Your response must be an exact transcription of the lines from the one containing "doitadrian, line 237: Is" through the final line of the data.

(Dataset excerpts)
━━━━━━━━━━

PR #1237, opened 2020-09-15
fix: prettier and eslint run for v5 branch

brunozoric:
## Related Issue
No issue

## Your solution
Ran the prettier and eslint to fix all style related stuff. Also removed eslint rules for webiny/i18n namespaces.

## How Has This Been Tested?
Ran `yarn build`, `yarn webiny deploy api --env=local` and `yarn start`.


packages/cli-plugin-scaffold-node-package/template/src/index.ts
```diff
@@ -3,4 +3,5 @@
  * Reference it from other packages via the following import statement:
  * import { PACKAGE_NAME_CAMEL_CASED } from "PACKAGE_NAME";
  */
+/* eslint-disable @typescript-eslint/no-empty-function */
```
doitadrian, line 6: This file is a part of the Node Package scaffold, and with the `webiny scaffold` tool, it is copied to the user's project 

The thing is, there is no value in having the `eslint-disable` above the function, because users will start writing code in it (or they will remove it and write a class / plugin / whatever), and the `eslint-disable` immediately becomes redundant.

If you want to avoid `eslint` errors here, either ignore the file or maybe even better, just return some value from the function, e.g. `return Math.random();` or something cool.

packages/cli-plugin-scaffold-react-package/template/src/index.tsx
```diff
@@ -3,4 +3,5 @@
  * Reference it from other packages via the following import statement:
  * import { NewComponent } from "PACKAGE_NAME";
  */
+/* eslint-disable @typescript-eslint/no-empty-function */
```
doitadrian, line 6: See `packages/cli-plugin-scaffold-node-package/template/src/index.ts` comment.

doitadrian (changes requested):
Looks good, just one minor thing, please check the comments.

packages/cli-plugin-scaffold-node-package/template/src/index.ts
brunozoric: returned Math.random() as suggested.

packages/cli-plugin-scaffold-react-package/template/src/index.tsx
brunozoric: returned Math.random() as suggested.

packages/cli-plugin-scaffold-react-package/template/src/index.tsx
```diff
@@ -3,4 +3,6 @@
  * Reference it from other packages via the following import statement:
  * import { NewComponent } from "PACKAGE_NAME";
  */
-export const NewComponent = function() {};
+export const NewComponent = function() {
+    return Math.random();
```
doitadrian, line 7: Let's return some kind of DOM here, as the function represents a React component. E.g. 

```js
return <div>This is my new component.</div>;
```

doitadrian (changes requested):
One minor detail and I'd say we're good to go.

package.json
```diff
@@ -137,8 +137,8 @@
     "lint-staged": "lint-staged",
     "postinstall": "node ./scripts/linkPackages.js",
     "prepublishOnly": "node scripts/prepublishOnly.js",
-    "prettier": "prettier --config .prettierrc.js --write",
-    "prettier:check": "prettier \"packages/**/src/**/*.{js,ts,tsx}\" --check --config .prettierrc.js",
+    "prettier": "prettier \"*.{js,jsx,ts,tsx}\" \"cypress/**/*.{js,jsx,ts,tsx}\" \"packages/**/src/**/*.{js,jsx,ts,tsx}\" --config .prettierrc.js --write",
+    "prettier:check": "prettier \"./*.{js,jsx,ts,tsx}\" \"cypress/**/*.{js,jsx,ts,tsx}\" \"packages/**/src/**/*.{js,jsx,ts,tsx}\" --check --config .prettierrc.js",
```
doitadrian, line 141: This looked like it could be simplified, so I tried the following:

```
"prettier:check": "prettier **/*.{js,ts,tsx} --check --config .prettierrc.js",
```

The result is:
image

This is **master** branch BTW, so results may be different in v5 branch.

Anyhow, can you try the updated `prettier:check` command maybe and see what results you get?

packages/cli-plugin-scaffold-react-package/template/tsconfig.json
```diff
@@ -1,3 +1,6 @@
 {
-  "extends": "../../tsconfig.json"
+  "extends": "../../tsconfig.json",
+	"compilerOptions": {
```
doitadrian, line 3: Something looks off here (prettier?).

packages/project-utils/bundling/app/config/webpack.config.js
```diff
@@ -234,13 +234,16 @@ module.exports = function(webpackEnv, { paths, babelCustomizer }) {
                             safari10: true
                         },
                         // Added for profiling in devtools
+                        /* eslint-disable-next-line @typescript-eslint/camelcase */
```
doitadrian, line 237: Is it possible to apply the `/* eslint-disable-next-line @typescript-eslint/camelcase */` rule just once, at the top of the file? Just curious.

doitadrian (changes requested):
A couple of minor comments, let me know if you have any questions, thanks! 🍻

━━━━━━━━━━

*Your response*.
doitadrian, line 237: Is it possible to apply the `/* eslint-disable-next-line @typescript-eslint/camelcase */` rule just once, at the top of the file? Just curious.

doitadrian (changes requested):
A couple of minor comments, let me know if you have any questions, thanks! 🍻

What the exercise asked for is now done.